■ About this exercise: Starting from the line that contains "Screenshot From 2026-06-01 13-46-40", reproduce each line exactly through the end of the material, and include no other lines.

----------

PR #15053, opened 2026-06-01
docs(exapps_management): document ExApp container log rotation

### LINKED ISSUE #857: Log rotation for ExApp Container
### Describe why it is important and where it will be useful

In our setup we had the issue that the log of the flow container kept growing and growing up to a 100 GB. 
To prevent this is is needed to manually set log rotations for docker in the docker configuration. 

Adding the log rotation automatically via the deploy would help to prevent this situation by default and would help users that are not aware of this. 

### Describe your proposed solution

It looks like the container creation API of docker might support setting the log rotation conf. (https://docs.docker.com/reference/api/engine/version/v1.54/#tag/Container/operation/ContainerCreate) 

Not sure if this is the best solution. 

### Describe alternatives you've considered, if relevant

Seting up a global log rotation configuration. 

### Additional context

_No response_

oleksandr-nc:
### ☑️ Resolves

* Fixes: https://github.com/nextcloud/app_api/issues/857

### 🖼️ Screenshots

Screenshot From 2026-06-01 13-46-40
Screenshot From 2026-06-01 13-47-11

### ✅ Checklist

### DIFF
--- a/admin_manual/exapps_management/DeployConfigurations.rst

----------

■ Solution to this task:
Screenshot From 2026-06-01 13-46-40
Screenshot From 2026-06-01 13-47-11

### ✅ Checklist

### DIFF
--- a/admin_manual/exapps_management/DeployConfigurations.rst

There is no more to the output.